As the 2023 APHA Annual Meeting and Expo began on Saturday, the association’s Student Assembly got a glimpse into the future of public health, specifically “One Health.”

One Health is a concept that recognizes that the health of humans, animals and our environment are linked. This can lead to a more holistic approach to public health, and disease prevention and response. 

According to Colin Basler, deputy director of the Centers for Disease Control and Prevention’s One Health office, the idea of One Health is becoming more important as people are living closer together, global travel and trade increases and climate change accelerates. 

“No single person, organization or sector can advance One Health alone,” Basler said, adding that the CDC’s One Health office works across many disciplines and sectors. 

Student members at the 2023 APHA Student AssemblyOne of the biggest recent examples of One Health in action was the creation of the One Health Federal Interagency COVID-19 Coordination Group, which brought together CDC and 23 federal agencies to study the transmission of COVID-19 from person to person, from animal to animal, and from animals to humans. Basler said the group also studied the economic impacts the emerging virus could have on industry, agriculture and the health care system.
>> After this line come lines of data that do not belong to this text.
PR #1408, opened 2026-06-29
Handle CircleCI jobs without the "dependencies" property in the workflow notifier.

filipsobol:
### 🚀 Summary

Handle CircleCI jobs without the `dependencies` property in the workflow notifier. The CircleCI API may return job objects without that property, which caused `processJobStatuses()` to throw. Such jobs are now treated as jobs with no dependencies.

---

### 📌 Related issues

* Closes https://github.com/ckeditor/ckeditor5-internal/issues/4559

---

### 💡 Additional information

The fix is a minimal optional-chaining guard (`!job.dependencies?.length`); the later dependency lookup is already gated behind that check. Added test coverage for jobs with a missing `dependencies` property.

### DIFF
--- a/.changelog/20260629121027_ci_4559_handle_undefined_job_dependencies.md
+++ b/.changelog/20260629121027_ci_4559_handle_undefined_job_dependencies.md
@@ -1,0 +1,7 @@
+---
+type: Fix
+scope:
+  - ckeditor5-dev-ci
+---
+
+The workflow notifier no longer throws when the CircleCI API returns a job without the `dependencies` property. Such a job is now treated as a job with no dependencies.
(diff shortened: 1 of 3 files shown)


psmyrek (approved):

pomek:
From the issue DoD's:

> Consider adding retry logic to handle CircleCI API instability

Was this considered? And if so, why did you reject implementing it?

filipsobol:
> From the issue DoD's:
> 
> > Consider adding retry logic to handle CircleCI API instability
> 
> Was this considered? And if so, why did you reject implementing it?

Yes, but I generally avoid adding logic for blindly retrying the code because it can mask real issues. It would be overkill here because the fix for the actual root cause was small enough, and such errors are so uncommon.

IMO, retry logic should only be added as a last resort, when the provided code is fundamentally flawed and cannot be fixed or the expense is too great to justify.

PR #1410, opened 2026-07-01
Disable debug plugin unless `CK_DEBUG` env var is set

filipsobol:
### 🚀 Summary

* Disable the debug plugin transform when the `CK_DEBUG` environment variable is not set.
* Keep `CK_DEBUG=true` and namespace values such as `CK_DEBUG=engine` enabled.

---

### 📌 Related issues

* https://github.com/ckeditor/ckeditor5-internal/issues/4536

---

### 💡 Additional information

The previous version skipped registering the transform hook only when `CK_DEBUG=false` was set, but we want it to skip the transform when:

- `CK_DEBUG` is not provided at all,
- an empty value is provided, for example `CK_DEBUG= pnpm run ...` (then `CK_DEBUG` equals `''`),
- `CK_DEBUG=false pnpm run ...` is provided.

### DIFF
--- a/.changelog/20260701145301_ci_4536_disable_ck_debug_by_default.md
+++ b/.changelog/20260701145301_ci_4536_disable_ck_debug_by_default.md
@@ -1,0 +1,7 @@
+---
+type: Fix
+scope:
+  - ckeditor5-dev-manual-server
+---
+
+The debug plugin no longer enables debug code unless the `CK_DEBUG` environment variable is set.
--- a/packages/ckeditor5-dev-manual-server/src/debug-plugin/plugin.ts
+++ b/packages/ckeditor5-dev-manual-server/src/debug-plugin/plugin.ts
@@ -49,8 +49,8 @@ export function ckDebugPlugin(): Plugin {
 	};
 }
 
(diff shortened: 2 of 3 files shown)


psmyrek (commented):
Handling `CK_DEBUG` flag affects what gets tested, so why do we want to change the default behavior? Now, if we don't pass this flag, the code behind `CK_DEBUG` will no longer run in the tests. Previously this flag was always enabled by default.

Maybe it's enough to add `v8 ignore` (also behind `CK_DEBUG`) in a few places if the problem is that V8 measures coverage much more accurately than the old Istanbul.

filipsobol:
Adding support for the `CK_DEBUG=...` flag causes some tests to drop coverage and others to timeout.

After checking this again, I found that:
* the old webpack-based manual test server handled the `--debug` flag the same as `ckDebugPlugin()` that is on the `#master` branch (and released),
* the old Karma-based automated test server parsed the `--debug` flag but **ignored it**.

The root of the issue is that I was trying to add support for `CK_DEBUG=...` to the new Vitest-based server, which the old implementation didn't have.

There's no requirement to have support for this, so I'm closing the issue.

PR #1411, opened 2026-07-02
Introduce new manual tests format

filipsobol:
### 🚀 Summary

Introduce new manual tests format.

---

### 📌 Related issues

* See https://github.com/ckeditor/ckeditor5-internal/issues/4551.

---

### 💡 Additional information

N/A


packages/ckeditor5-dev-manual-server/src/static-assets-plugin/plugin.ts
```diff
@@ -0,0 +1,61 @@
...
+		includePackageNames
+	) );
+	const getManualStaticAssets = manualStaticAssetsCache.get;
+
+	return {
+		name: 'ckeditor5-manual-static-assets',
+
+		configResolved( config ) {
+			workspaceRoot = config.root;
+		},
```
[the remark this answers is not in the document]
filipsobol: Not a real issue. No change made.

The cache can only go stale if something reads it before `configResolved` sets the correct `workspaceRoot`. But this plugin has no `config()` hook — its cache is only read in `configureServer` (request time) and `generateBundle` (build time), both of which run *after* `configResolved`. So it's always computed with the right root. The sibling `manualTestsPlugin` needs `invalidate()` only because its `config()` hook reads the pages cache *before* `configResolved`; that early read doesn't exist here.

packages/ckeditor5-dev-manual-server/src/manual-test-plugin/plugin.ts
```diff
@@ -169,131 +130,179 @@ export function manualTestsPlugin( options: ManualTestsPluginOptions ): Plugin {
...
+function composeFreshManualHtml( builtHtml: string, sourceHtml: string ): string | null {
+	const builtHeadEnd = builtHtml.toLowerCase().indexOf( HEAD_CLOSE_TAG );
+	const sourceHeadEnd = sourceHtml.toLowerCase().indexOf( HEAD_CLOSE_TAG );
+
+	if ( builtHeadEnd == -1 || sourceHeadEnd == -1 ) {
+		return null;
 	}
 
-	const normalizedIncludePackageNames = new Set( includePackageNames.map( normalizePackageName ) );
+	return builtHtml.slice( 0, builtHeadEnd + HEAD_CLOSE_TAG.length ) + sourceHtml.slice( sourceHeadEnd + HEAD_CLOSE_TAG.length );
```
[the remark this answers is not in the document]
filipsobol: Real behavior, but not a fixable bug. Documented it instead (commit [3d53465](https://github.com/ckeditor/ckeditor5-dev/pull/1411/changes/3d534650dbabd02f31afacae6d0296d4778f8a89)).

Adding `<ck-manual-header>` to a page after the initial build genuinely leaves the head without the header `<meta>` + component script under `bundledDev`, so chrome stays broken until restart. A code fix isn't feasible — regenerating the head injection means re-running the exact build pipeline the dev engine refuses to run for HTML entries, which is why the splice workaround exists at all. The real defect was that the existing doc comment *understated* the limitation (it claimed body edits are always reflected and only head-confined edits need a restart). I corrected the comment to state that toggling `<ck-manual-header>` also requires a restart.

packages/ckeditor5-dev-manual-server/src/manual-test-plugin/plugin.ts
```diff
@@ -169,131 +130,182 @@ export function manualTestsPlugin( options: ManualTestsPluginOptions ): Plugin {
...
+		try {
+			const sourceFilePath = resolve( workspaceRoot, filePath );
+			const sourceMtime = statSync( sourceFilePath ).mtimeMs;
+			const builtSourceMtime = builtSourceMtimes.get( filePath );
 
-function getFileSource( file: { source: string | Uint8Array } ): string {
-	return typeof file.source == 'string' ? file.source : Buffer.from( file.source ).toString( 'utf8' );
-}
+			if ( builtSourceMtime == undefined ) {
+				builtSourceMtimes.set( filePath, sourceMtime );
```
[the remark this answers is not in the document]
filipsobol: Not a real issue. No change made.

The premise is that memory-file keys "use a leading slash (as before this refactor)." They don't — the keys are relative paths *without* a leading slash (`packages/ckeditor5-foo/tests/manual/foo.manual.html`), which the tests encode and the implementation was verified against for Vite 8.1.0. The two consumers need *different* formats and both are correct:

- `getManualPages().has( toPublicSpecifier( filePath ) )` — the page map is keyed by public specifier (`/packages/…`), so the lookup normalizes.
- `resolve( workspaceRoot, filePath )` — needs the **relative** form. Passing the `toPublicSpecifier` form here would make it absolute (`/packages/…`) and break `resolve`.

So using the raw key for `resolve` isn't an oversight — it's required. The old shell-based implementation resolved the disk path the exact same way (`resolve( workspaceRoot, filePath )`), so the "before this refactor keys had a slash" premise is false. And Vite passes one consistent key format, so the mtime map keyed by that same value is consistent.

packages/ckeditor5-dev-manual-server/src/manual-test-plugin/plugin.ts
```diff
@@ -169,131 +130,182 @@ export function manualTestsPlugin( options: ManualTestsPluginOptions ): Plugin {
...
+				return file;
+			}
+
+			if ( sourceMtime <= builtSourceMtime ) {
+				return file;
+			}
 
-	return `${ pattern }.{html,js,md,ts}`;
+			// HTML entry outputs are always emitted as strings.
+			const freshHtml = composeFreshManualHtml( file.source as string, readFileSync( sourceFilePath, 'utf8' ) );
```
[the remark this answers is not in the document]
filipsobol: Not a real issue. No change made.

HTML entry outputs are emitted as strings — asserted deliberately with the inline comment and `as string`. There was an earlier `getFileSource` helper decoding `Uint8Array`, but that helper served the *shell-composition* path that's since been removed; it was dropped on purpose because HTML entries are strings under bundledDev (verified against Vite 8.1.0). Non-page memory files (JS/binary assets, which *can* be `Uint8Array`) are already filtered out one check earlier (`getManualPages().has(...)`), so only string HTML reaches `composeFreshManualHtml`. And in the impossible-today bytes case, `toLowerCase` throwing is caught and the built output is served — graceful degradation, not breakage.

packages/ckeditor5-dev-manual-server/src/manual-test-plugin/plugin.ts
```diff
@@ -423,7 +339,3 @@ function parseRequestUrl( requestUrl: string | undefined ): URL | null {
 	// @ts-expect-error Remove when we upgrade TypeScript and bump `target`.
```
przemyslaw-zan, line 365: Unused '@ts-expect-error' directive.

packages/ckeditor5-dev-manual-server/src/manual-test-plugin/plugin.ts
```diff
@@ -221,79 +213,87 @@ function useBundledDevManualHtmlSource(
...
-			html: readFileSync( resolve( workspaceRoot, stripLeadingSlash( entry.htmlFilePath ) ), 'utf8' ),
-			shellScriptPublicPath,
-			shellTemplateFilePath: MANUAL_SHELL_TEMPLATE_FILE_PATH,
-			workspaceRoot
-		} );
-		const html = mergeBundledAssetTags( transformedSourceHtml, bundledHtml, entry, shellScriptPublicPath );
-
-		return { source: html };
+		try {
+			const sourceFilePath = resolve( workspaceRoot, filePath );
```
przemyslaw-zan: We could apply `stripLeadingSlash( filePath )` here just to be sure.

packages/ckeditor5-dev-manual-server/src/manual-test-plugin/plugin.ts
```diff
@@ -221,79 +213,87 @@ function useBundledDevManualHtmlSource(
...
-	return typeof file.source == 'string' ? file.source : Buffer.from( file.source ).toString( 'utf8' );
-}
+/**
+ * Combines the freshly built `<head>` (asset tags and injected manual chrome) with the current
+ * post-`</head>` markup from the source file. Returns `null` when either document is missing a
+ * `</head>`, so the caller can fall back to the built output.
+ */
+function composeFreshManualHtml( builtHtml: string, sourceHtml: string ): string | null {
+	const builtHeadEnd = builtHtml.toLowerCase().indexOf( HEAD_CLOSE_TAG );
+	const sourceHeadEnd = sourceHtml.toLowerCase().indexOf( HEAD_CLOSE_TAG );
```
przemyslaw-zan: `toLowerCase()` can change length for some Unicode chars, shifting the splice point. /<\/head>/i.exec() is the same line count.

packages/ckeditor5-dev-manual-server/src/static-assets-plugin/static-assets.ts
```diff
@@ -8,7 +8,11 @@ import { globSync, statSync, createReadStream } from 'node:fs';
 import type { IncomingMessage, ServerResponse } from 'node:http';
 import { toPublicSpecifier } from '../utils.js';
 
-const PROCESSED_MANUAL_TEST_EXTENSIONS = new Set( [ '.html', '.js', '.md', '.ts' ] );
+// Extensions handled by Vite's module/HTML pipeline, never served raw as static fixtures.
+// `.manual.html` entries go through the HTML pipeline too, but plain `.html` fixtures must be
+// served raw, so they are excluded by suffix in `isManualStaticAssetPath` rather than by extension.
+const PROCESSED_MANUAL_TEST_EXTENSIONS = new Set( [ '.js', '.md', '.ts' ] );
```
przemyslaw-zan: `.md` is stale.

przemyslaw-zan (changes requested):
Works well, I only have a few nitpicks.

---

The workarounds could use a reference to https://github.com/rolldown/rolldown/issues/10022#issuecomment-4893217167.

packages/ckeditor5-dev-manual-server/src/manual-test-plugin/plugin.ts
filipsobol: It's used, but IDEs report it as unused. It will sort itself out after we the editor to a newer TS version.

packages/ckeditor5-dev-manual-server/src/manual-test-plugin/plugin.ts
filipsobol: Addressed in https://github.com/ckeditor/ckeditor5-dev/pull/1411/changes/6958f53aa6f98649a3413ca2c0e0e57d183b24a6.

packages/ckeditor5-dev-manual-server/src/manual-test-plugin/plugin.ts
filipsobol: Addressed in https://github.com/ckeditor/ckeditor5-dev/pull/1411/changes/6958f53aa6f98649a3413ca2c0e0e57d183b24a6.

packages/ckeditor5-dev-manual-server/src/static-assets-plugin/static-assets.ts
filipsobol: Addressed in https://github.com/ckeditor/ckeditor5-dev/pull/1411/changes/6958f53aa6f98649a3413ca2c0e0e57d183b24a6.

przemyslaw-zan (approved):

PR #1412, opened 2026-07-06
Rename the equalMarkup Chai assertion to the toEqualMarkup Vitest matcher

pomek:
### 🚀 Summary

Renames the `equalMarkup` Chai assertion to the `toEqualMarkup()` Vitest matcher (matching the Vitest naming style) and removes the unused `attribute` Chai assertion.

The matcher is registered in a Vitest setup file via `expect.extend( { toEqualMarkup } )`, importing it from the main entry point of `@ckeditor/ckeditor5-dev-tests`. To make that import safe in a browser context, the main entry point now exposes only the matcher — the test runner tasks and `parseArguments()` are no longer exported (the binary scripts import them directly and remain the public interface of the runners). The package ships the `vitest` type augmentation (`lib/vitest/matchers.d.ts`), so consumers get `toEqualMarkup()` typings out of the box.

---

### 📌 Related issues

* Closes [ckeditor/ckeditor5-internal#4595](https://github.com/ckeditor/ckeditor5-internal/issues/4595)

---

### 💡 Additional information

* The `attribute` assertion had zero call sites in `ckeditor5` and `ckeditor5-commercial`, hence it is removed instead of migrated (a deviation from the issue's DoD).
* The old `equalMarkup` Chai factory stays in this PR — the Karma entry-file generator still registers it. It is removed together with the Karma runner in #1413.


pomek:
Superseded by #1413 — both changes were combined there (the matcher migration and the runner removal are tightly coupled), and the PR now targets `master` directly. Closing.

PR #1423, opened 2026-07-13
Support triggering CircleCI GitHub App pipeline definitions in the trigger-circle-build script

pomek:
### 🚀 Summary

Added support for triggering a specific CircleCI GitHub App pipeline definition using the new, optional `--pipeline-definition-id` option of the `ckeditor5-dev-ci-trigger-circle-build` command. When the option is provided, the script calls the `POST /project/gh/{slug}/pipeline/run` endpoint with the given `definition_id` instead of the project's default OAuth pipeline. The release flow in `.circleci/template.yml` now uses the option when triggering the release pipeline.

---

### 📌 Related issues

* See https://github.com/ckeditor/ckeditor5-internal/issues/4615.

---

### 💡 Additional information

* The pipeline definition ID is not a secret. It is a plain identifier that is useless without a valid CircleCI token, so it can live in the repository configuration.
* The new `/pipeline/run` endpoint accepts only the `gh` provider prefix in the project slug, while the legacy endpoint supports both `gh` and `github`. The URL for the new code path reflects that.
* Verified end-to-end: running the command from this branch with `--pipeline-definition-id` created pipelines `#3478`/`#3479` on `master` in `ckeditor/ckeditor5-dev`, and the `main` workflow executed its jobs as expected. The release step was not started because the release-readiness guard halted it.

### DIFF
--- a/.changelog/20260713112818_support_circleci_pipeline_definitions.md
+++ b/.changelog/20260713112818_support_circleci_pipeline_definitions.md
@@ -1,0 +1,7 @@
+---
+type: Feature
+scope:
+  - ckeditor5-dev-ci
+---
+
+Added support for triggering a specific CircleCI GitHub App pipeline definition using the `--pipeline-definition-id` option of the `ckeditor5-dev-ci-trigger-circle-build` command.
--- a/.circleci/template.yml
+++ b/.circleci/template.yml
@@ -170,7 +170,7 @@ jobs:
           command: pnpm ckeditor5-dev-ci-circle-disable-auto-cancel-builds --organization ckeditor --repository ckeditor5-dev
       - run:
           name: Trigger the release pipeline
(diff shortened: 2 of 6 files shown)


pomek:
- Example job: https://app.circleci.com/pipelines/github/ckeditor/ckeditor5-dev/3479/workflows/de00a0b2-ebfd-4b7d-bf0a-f9d897b2c061
- Triggered via:
	```bash
	CKE5_CIRCLE_TOKEN=<hidden> \
	CIRCLE_SHA1=b42ccd4553605df2f457113ece9446d4842ad1de \
	CIRCLE_BRANCH=master \
	node packages/ckeditor5-dev-ci/bin/trigger-circle-build.js \
	  --slug ckeditor/ckeditor5-dev \
	  --pipeline-definition-id 73d66b9b-677a-4100-bf5a-138833dbc4d5
	```

psmyrek (approved):

PR #93, opened 2026-03-24
v0.0.4

X-iZhang:
## Description

Release v0.0.4 — three improvements: `@file` mention support in CLI/TUI, conversation history display on resume, and `uv tool install` compatibility fix for onboard package installation.

---

### 1. `@file` mention — inject file contents into messages

Users can now type `@filename` in both the Classic CLI and TUI to embed file contents directly into their message before it is sent to the agent. Tab/autocomplete support is included.

- **`cli/file_mentions.py`** (new) — `complete_file_mention()` for autocomplete candidates, `resolve_file_mentions()` to expand `@path` tokens into inline file content
- **Classic CLI** (`cli/interactive.py`) — `SlashCommandCompleter` extended to handle `@` prefix; autocomplete replaces the `@token` in-place
- **TUI** (`cli/tui_interactive.py`) — `@file` completion integrated into the existing slash-command completion widget; `resolve_file_mentions` called before the message is dispatched to the agent
- **Tests** — `tests/test_file_mentions.py` (247 lines, new)

### 2. Conversation history display on `/resume`

When resuming a thread, the last 50 human/AI messages are now printed to the terminal so users immediately see where they left off. Tool messages and system messages are filtered out. If the history exceeds 50 messages, a `── ... N earlier messages ──` header is shown.

- **Classic CLI** (`cli/interactive.py`) — new `_display_resume_history()` helper, called after thread is loaded
- **TUI** (`cli/tui_interactive.py`) — two-level thread picker (`ThreadSelector` widget) now renders thread summaries; history replayed on selection

### 3. `uv tool install` compatibility — onboard package installation

Users who install EvoScientist via `uv tool install evoscientist` previously got silent install failures for channel dependencies (e.g. `python-telegram-bot`) and MCP servers (e.g. `arxiv-mcp-server`) during `EvoSci onboard`. Two root causes fixed:

- **`uv pip install` without `--python`** fails in `uv tool` isolated envs (no active venv). Fix: always pass `--python sys.executable` so uv targets the current interpreter directly — works for uv tool envs, standard venvs, conda, and system Python.
- **Wrong error hint** — `pip_install_hint()` returned `"uv pip install"` which is also broken for uv tool users. Fix: detect uv tool env via `VIRTUAL_ENV` path containing `/uv/tools/`, return `"uv tool install --reinstall evoscientist --with"` instead.
- **MCP command not in PATH** — after installing a pip-based MCP server (e.g. `arxiv-mcp-server`), the binary lands in the tool's bin dir which is not on PATH. Fix: `_resolve_command_path()` checks `Path(sys.executable).parent` after pip install and writes the full absolute path to `mcp.yaml`. Windows `.exe` suffix handled.

**`mcp/registry.py`** — added `_is_uv_tool_env()`, `_resolve_command_path()`; updated `pip_install_hint()`, `install_pip_package()`, `install_mcp_server()`.
**Tests** — `TestUvToolCompat` class added to `tests/test_mcp_client.py` (13 tests).

---

## Type of change

- [x] Bug fix
- [x] New feature — `@file` mention (`cli/file_mentions.py`) and history display on resume

## Checklist

- [x] `uv run pytest` passes

### DIFF
--- a/tests/test_mcp_client.py
+++ b/tests/test_mcp_client.py
@@ -791,7 +791,9 @@ class TestUvToolCompat:
         import EvoScientist.mcp.registry as reg
 
         monkeypatch.setattr(reg, "_is_uv_tool_env", lambda: False)
-        monkeypatch.setattr(reg.shutil, "which", lambda x: "/usr/bin/uv" if x == "uv" else None)
+        monkeypatch.setattr(
+            reg.shutil, "which", lambda x: "/usr/bin/uv" if x == "uv" else None
+        )
         assert reg.pip_install_hint() == "uv pip install"
 
     def test_pip_install_hint_plain_pip(self, monkeypatch):
@@ -815,7 +817,9 @@ class TestUvToolCompat:
             ns = type("R", (), {"returncode": 0})()
             return ns
 
-        monkeypatch.setattr(reg.shutil, "which", lambda x: "/usr/bin/uv" if x == "uv" else None)
+        monkeypatch.setattr(
+            reg.shutil, "which", lambda x: "/usr/bin/uv" if x == "uv" else None
+        )
         monkeypatch.setattr(reg.subprocess, "run", fake_run)
         result = reg.install_pip_package("some-package")
         assert result is True
@@ -893,7 +897,9 @@ class TestUvToolCompat:
         result = reg._resolve_command_path("my-mcp-server")
         assert result == str(fake_exe)
 
-    def test_resolve_command_path_returns_bare_when_not_found(self, monkeypatch, tmp_path):
+    def test_resolve_command_path_returns_bare_when_not_found(
+        self, monkeypatch, tmp_path
+    ):
         import sys
 
         import EvoScientist.mcp.registry as reg


EvoScientist/cli/widgets/thread_selector.py
```diff
@@ -22,20 +31,151 @@
...
+    of at least 2 components (e.g. ``~/Projects``).  Paths with no such
+    shared prefix become standalone single-item groups keyed by their own
+    full path.
+
+    The returned dict is ordered by first appearance in *norm_paths*.
+    """
+    path_to_ancestor: dict[str, str] = {}
+    for i, p in enumerate(norm_paths):
+        best = 1  # at minimum depth 1 (~)
+        for j, other in enumerate(norm_paths):
```
din0s: this is O(n^2). should be fine for users with few threads, but let's keep it in mind if people report it being slow. a potential solution would be to sort lexicographically first and then group by common prefix in a single pass, which is O(nlogn) overall

PR #108, opened 2026-03-27
Fix/feishu ws cross thread loop

MuXinCG2004:
## Summary

- **Root cause**: `lark_oapi.ws.client` stores the event loop in a module-level variable at import time, capturing the main thread's loop. The SDK thread then calls `loop.run_until_complete()` on that shared main loop, causing cross-thread task-tracking conflicts with `nest_asyncio` on Linux/Python 3.12.
- **Fix**: Create a fresh `asyncio` event loop in the SDK thread and replace the module-level `loop` variable (`_ws_mod.loop = fresh_loop`), giving the SDK a fully isolated loop.
- **Removes** the previous `Handle._run` monkey-patch which only suppressed symptoms without addressing the root cause.

## Reproduce

b492a91567e7644b1ffe62f15298a6ab

## Test plan

- [x] Start `EvoSci serve` with Feishu WebSocket mode on **Linux** (Python 3.12) — verify no `RuntimeError` or `AttributeError`
- [x] Verify Feishu WebSocket message receiving still works end-to-end
- [x] Verify macOS remains unaffected (no regression)

## Summary by CodeRabbit

* **Refactor**
  * Improved WebSocket handling in the Feishu channel: worker threads now run isolated event loops to manage WebSocket connections, replacing the previous workaround. This change increases connection reliability and reduces cross-thread interference, leading to more stable real-time messaging for the Feishu integration.

### DIFF
--- a/EvoScientist/channels/feishu/channel.py
+++ b/EvoScientist/channels/feishu/channel.py
@@ -384,24 +384,24 @@ class FeishuChannel(Channel, WebhookMixin, TokenMixin):
         )
 
         def _run_ws():
-            # Workaround: nest_asyncio (used by the main process) patches
-            # the event loop policy globally but does NOT patch Handle._run
-            # for context re-entry (versions < 1.7).  The SDK creates its
-            # own event loop in this thread; its transport callbacks hit
-            #   RuntimeError: cannot enter context: … is already entered
-            # Fix: patch Handle._run to retry with a context copy.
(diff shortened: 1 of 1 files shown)


SemiGlassFace (approved):
Looks good. @MuXinCG2004 I have unfortunately forced push to main and the orphan commit is in this PR. Could you rebase on current main?

PR #145, opened 2026-04-08
chore: add arxiv-mcp-server to dependencies

xiaohuiyan:
Prevent uv sync from removing manually installed arxiv-mcp-server by declaring it in pyproject.toml dependencies.

## Type of change

- [x] Bug fix
- [ ] Test improvement

## Checklist

- [x] `uv run pytest` passes

## Summary by CodeRabbit

* **Chores**
  * Added `arxiv-mcp-server` as a core dependency, making it available in all standard installations.

### DIFF
--- a/pyproject.toml
+++ b/pyproject.toml
@@ -16,6 +16,7 @@ classifiers = [
     "Programming Language :: Python :: 3",
 ]
 dependencies = [
+    "arxiv-mcp-server",
     "deepagents>=0.4.11",
     "langchain>=1.2.12",
     "langchain-anthropic>=1.4.0",
--- a/uv.lock
+++ b/uv.lock
@@ -212,6 +212,43 @@ wheels = [
 ]
 
 [[package]]
+name = "arxiv"
+version = "2.4.1"
+source = { registry = "https://pypi.org/simple" }
+dependencies = [
+    { name = "feedparser" },
+    { name = "requests" },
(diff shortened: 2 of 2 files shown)


X-iZhang (changes requested):
Thanks for the PR! I understand the pain of `uv sync` removing manually installed packages, but I don't think adding `arxiv-mcp-server` to core dependencies is the right approach. A few concerns:

1. **MCP servers should be managed via remote YAML config in the EvoSkills marketplace** — not bundled as project dependencies. This is our established pattern for MCP tool distribution.

2. **This dependency is unrelated to our core architecture.** `arxiv-mcp-server` is an external MCP server launched as a subprocess via `mcp.yaml` config — there's zero Python import of it in our codebase. Adding it to `dependencies` means every user must install it (plus its transitive deps like `black`, `pytokens`, `feedparser`, etc.) even if they never use arxiv search.

3. **`uv sync` should stay lean.** The lock file diff (+150 lines, including `black` as a runtime dep and a `requests` downgrade from 2.33.1 → 2.32.5) shows the cost of this approach.

**Alternative solutions:**
- `uv tool install arxiv-mcp-server` — installs in an isolated environment, unaffected by `uv sync` (PR #125 already established this pattern)
- Configure it as a remote MCP server entry in EvoSkills marketplace

PR #154, opened 2026-04-14
fix(channel): avoid replaying thinking after resume

MuXinCG2004:
## Type of change

- [ ] Bug fix
- [ ] Test improvement

## Checklist

- [ ] I have read the [Contributing Guidelines](../CONTRIBUTING.md)
- [ ] I have added/updated tests where applicable
- [ ] `uv run ruff check .` passes
- [ ] `uv run pytest` passes

## Summary by CodeRabbit

* **Bug Fixes**
  * Prevents duplicate or repeated "thinking" messages during stream resumes and human-in-the-loop cycles by deduplicating content and avoiding short/partial emits.

* **Behavior**
  * Thinking updates are now emitted more selectively (avoiding repeated or very short updates) and persist across resume/HITL rounds.

* **Tests**
  * Added tests validating thinking-message deduplication and correct emission across resumed rounds.

### DIFF
--- a/EvoScientist/stream/display.py
+++ b/EvoScientist/stream/display.py
@@ -1075,6 +1075,7 @@ def _run_streaming(
     _state: StreamState | None = None,
     _hitl_depth: int = 0,
     _media_sent: set[str] | None = None,
+    _thinking_sent: bool = False,
 ) -> str:
     """Run async streaming and render with Rich Live display.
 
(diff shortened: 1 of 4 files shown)


EvoScientist/stream/display.py
```diff
@@ -1100,29 +1103,32 @@ def _run_streaming(
...
-            # Send thinking to channel when transitioning away from thinking
+            # Relay thinking to channel when transitioning away from
+            # thinking phase.  Uses content comparison so that replayed
+            # thinking after resume is skipped, but genuinely new
+            # thinking is still delivered.
             if (
                 on_thinking
-                and not _thinking_sent
-                and state.thinking_text
+                and _sent_thinking_text is None
```
din0s: Is this right? If I understand correctly, in resumed rounds after ask_user, `_sent_thinking_text` carries over the contents from the previous round and is no longer None, so the mid-stream trigger won't fire, which means new thinking chunks would only get flushed at the end of the stream:
```
Round 1: thinking → tool call (yields, sets _sent_thinking_text) → ask_user
Round 2: thinking → tool call (doesn't yield, _sent_thinking_text is not None) → ... → end of stream (yields)
```

MuXinCG2004: > Is this right? If I understand correctly, in resumed rounds after ask_user, `_sent_thinking_text` carries over the contents from the previous round and is no longer None, so the mid-stream trigger won't fire, which means new thinking chunks would only get flushed at the end of the stream:
> 
> ```
> Round 1: thinking → tool call (yields, sets _sent_thinking_text) → ask_user
> Round 2: thinking → tool call (doesn't yield, _sent_thinking_text is not None) → ... → end of stream (yields)
> ```

My bad

din0s (approved):

X-iZhang (approved):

Andrea Perkins, with the College of Veterinary Medicine at Auburn University, said the economic burden of a disease outbreak — whether in a hospital for humans or for animals — is significant. According to Perkins, an outbreak can total $28.4 billion per year in direct health care costs, in addition to a $12 billion cost to society from people missing work. In veterinary medicine, the costs of an outbreak are roughly $4.12 million, but if the disease is transmitted to humans, it could lead to much greater loss. 

Catherine Machalaba said interdisciplinary partnerships are important to One Health due to increasing environmental health risks. “We are experiencing a threefold planetary crisis,” she said. “We’re facing climate change, more pollution and biodiversity loss.”  

Machalaba has worked in Liberia to prevent and control the spread of fever by determining its cause, whether viral or zoonotic. Public outreach in Liberia included information about bats, which are beneficial to the ecosystem but can present health hazards to humans. 

The “One World, One Health” presentation was only about an hour of the Student Assembly’s all-day meeting. Student attendees said it was beneficial as they begin their student-focused day — and their public health careers.

“A lot of the focus of the Student Assembly is thinking about ‘how are we, as the next generation of public health leaders, thinking differently and more innovatively about public health and what will truly being important to in our future?” said Lauren Ray, a third-year medical student at the University of the Incarnate Word in San Antonio, Texas. “Everything is pointing us to thinking from a One Health holistic framework, so we thought it would be important to incorporate [the concept] earlier in public health careers so students are thinking about having a One Health perspective early on in their careers.”